Rispetto alla questione della omogenitorialità sono state condotte diverse ricerche che dimostrano come non vi siano conseguenze nello sviluppo dei bambini

Di Daniela Beltrami, Vania Galletti

Pubblicato il 05 Feb. 2016

Aggiornato il 05 Ago. 2022 17:52

Omogenitorialità: si toccano diversi temi interessanti come la definizione di famiglia, la natura dell’omosessualità e l’impossibilità biologica di concepire autonomamente un figlio. Si fa riferimento alla scienza (quasi parlando per essa) sostenendo che i bambini abbiano bisogno di entrambe le figure, altrimenti svilupperanno patologie e problematiche psicologiche. L’impressione è che ci si preoccupi davvero molto, forse perché ciò che non si conosce spaventa, e si dà per scontato che terrorizzi tutti.

Daniela Beltrami, Vania Galletti, OPEN SCHOOL STUDI COGNITIVI MODENA

 

Parafrasando gentilmente Umberto Eco: grazie ai social network tutti possono dire tutto, subito e senza filtri. Una scocciatura che può regalarci importanti spunti di riflessione.
Recentemente, su uno dei più utilizzati social network in Italia è comparsa una fotografia raffigurante una coppia che abbraccia il figlio appena nato, ancora imbarazzata nella presa, ma visibilmente emozionata; i neogenitori sono a petto nudo per “favorire il contatto della pelle del bimbo con la loro”. Un’immagine in bianco e nero, semplice, pulita, che ritrae l’immensità – non altrimenti descrivibile – dell’istante in cui un neonato prende contatto con gli occhi di coloro che lo spingeranno, porgendo soltanto un dito, a camminare, parlare, osservare e vivere. Niente di più bello e sorprendente, insomma, eppure il post è stato bombardato da una granata di commenti piuttosto coloriti di varia natura.

 

Omogenitorialità: le questioni e i dubbi

Nel tentativo di capire quale sia il dettaglio che ci sfugge, e che stimola diverse persone a vedere “schifo”, “paura”, “egoismo” (ecc.) in quell’immagine, proseguiamo la lettura dell’articolo di riferimento: innanzitutto Milo (così si chiama il neonato) è nato da una madre surrogata, pratica considerata illegale in Italia (anche se è lecito ricondurre in patria pargoli avuti di soppiatto all’estero); inoltre, la coppia di genitori ritratta, è composta da Bj e Frankie, due omosessuali canadesi, e l’articolo s’intitola “La commozione dei neopapà che abbracciano il figlio”. I commentatori contrari non si risparmiano e volano dichiarazioni interessanti: la famiglia è fatta da una madre e un padre (in realtà c’è chi sostiene che sia un “nucleo sociale rappresentato da due o più individui che vivono nella stessa abitazione e, di norma, sono legati tra loro col vincolo del matrimonio, con convivenza, o da rapporti di parentela e di affinità”, ma chiaramente l’interpretazione è libera; Fabietti & Remotti, 1997); ad un bambino servono entrambe le figure; l’uomo è disposto a tutto pur di soddisfare le sue voglie, ma se due uomini non possono procreare un motivo ci sarà; cosa diremo a quel bambino quando chiederà di sua madre? E così via.
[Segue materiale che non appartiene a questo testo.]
PR #200, opened 2020-07-24
Document the process to sunset a feature from Knative.

### LINKED ISSUE #199: Document process to retire a user-facing feature
Autoscaling just did this successfully for custom-metrics.

Maybe Markus or Victor could write up the process that they used (3-4 paragraphs) and put it in `mechanics/`

markusthoemmes:
Fixes  #199.

This is roughly the process that we've followed in the Autoscaling WG to sunset the custom-metrics API.

### DIFF
--- a/mechanics/SUNSETTING-FEATURES.md
+++ b/mechanics/SUNSETTING-FEATURES.md
@@ -1,0 +1,61 @@
+---
+title: "Knative feature sunsetting"
+linkTitle: "Sunsetting features"
+weight: 50
+type: "docs"
+---
+
+# Knative Feature Sunsetting
+
+If a feature (especially in alpha stage) is getting no apparent usage and is
+creating mostly busy-work for the community to maintain, the respective working
+group should consider to sunset the respective feature. This needs to be in
+accordance to the
+[Knative release principles](RELEASE-VERSIONING-PRINCIPLES.md#api-support-principle)
+so the duration of the following process might vary depending on the state of
+the respective feature.
+
+## 1. Working Group decision
+
+First of all, there should be a decision at the working group level that there
+is a desire to remove the respective feature. This decision should also contain
+an explanation, stating why the feature can and should be dropped from Knative.
+
+## 2. Gauge usage
+
+While the working group itself might think there is no usage, that feeling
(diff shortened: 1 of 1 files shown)


mechanics/SUNSETTING-FEATURES.md
```diff
@@ -0,0 +1,61 @@
...
+
+## 3. Reevaluate the decision
+
+Once the data has been gathered, the working group should reconsider the
+decision with the collected data in mind.
+
+## 4. Sunset
+
+If the decision to remove the feature remains, it can now actually be removed.
+This might either be a deprecation notice for Beta and GA feature or a straight
```
vagababov, line 60: don't we need N releases for removing a GA feature since notice?

markusthoemmes: Yeah that's covered in the API principles linked above. Didn't want to repeat that here to avoid creating two places to update.

mechanics/SUNSETTING-FEATURES.md
```diff
@@ -0,0 +1,61 @@
...
+linkTitle: "Sunsetting features"
+weight: 50
+type: "docs"
+---
+
+# Knative Feature Sunsetting
+
+If a feature (especially in alpha stage) is getting no apparent usage and is
+creating mostly busy-work for the community to maintain, the respective working
+group should consider to sunset the respective feature. This needs to be in
```
evankanderson, line 12: I think there's a larger cost-benefit ratio to consider here. For example, even a beta API which turns out (for example) to have serious scalability implications (KService/cluster from 500 => 80, for example) should be sunsetted.

mechanics/SUNSETTING-FEATURES.md
evankanderson, line 60: Not sure if we want to include appropriate feedback (e.g. retiring an API-level knob => add an API-level condition if the retired feature is used) as part of the deprecation.

abrennan89:
See comment https://github.com/knative/community/issues/199#issuecomment-665157145 re docs process

markusthoemmes:
@evankanderson @abrennan89 Incorporated your feedback.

Con l’ omogenitorialità si toccano diversi temi interessanti come la definizione di famiglia, la natura dell’omosessualità e l’impossibilità biologica di concepire autonomamente un figlio. Si fa riferimento alla scienza (quasi parlando per essa) sostenendo che i bambini abbiano bisogno di entrambe le figure, altrimenti svilupperanno patologie e problematiche psicologiche. Addirittura ci si preoccupa di rispondere in qualche modo alle domande che questi giovani potranno fare rispetto al genitore biologico mai conosciuto, più di quanto si sia mai fatto per le adozioni da parte di coppie eterosessuali.
Insomma, l’impressione è che ci si preoccupi davvero molto, forse perché ciò che non si conosce spaventa, e si dà per scontato che terrorizzi tutti. Considerando la “normalità” dal punto di vista numerico, le classi scolastiche multietniche che oggi popolano l’Italia fino a qualche anno fa erano considerate “anormali”. Del resto, già colpisce positivamente che non vi siano commenti omofobi: ben lungi da essere considerata “normale”, nel 2015 l’omosessualità è accettata senza giudizio (almeno dalle giovani leve).

 

Omogenitorialità in Italia

In Italia l’argomento omogenitorialità (anche detto omoparentalità o in inglese “gay parenting“) è piuttosto nuovo, ma nel mondo se ne parla già da un po’. Nel 2000, negli Stati Uniti, il 33% delle coppie lesbiche e il 22% di quelle gay dichiaravano di avere almeno un figlio minorenne; nel 2005 i figli di coppie omosessuali erano circa 270.313, nel 2010 oscillavano tra 600 mila e 4 milioni (Weber, 2010). Oggigiorno le coppie dello stesso sesso possono accedere all’adozione di minori in ben ventuno Paesi (Spagna, Francia, Regno Unito, Belgio, Paesi Bassi, Lussemburgo, Svezia, Norvegia, Danimarca, Austria, Islanda, Malta, Stati Uniti, Canada, Messico, Argentina, Brasile, Uruguay, Sudafrica, Australia e Nuova Zelanda), mentre possono adottare i figli del partner in Germania, Finlandia e Groenlandia.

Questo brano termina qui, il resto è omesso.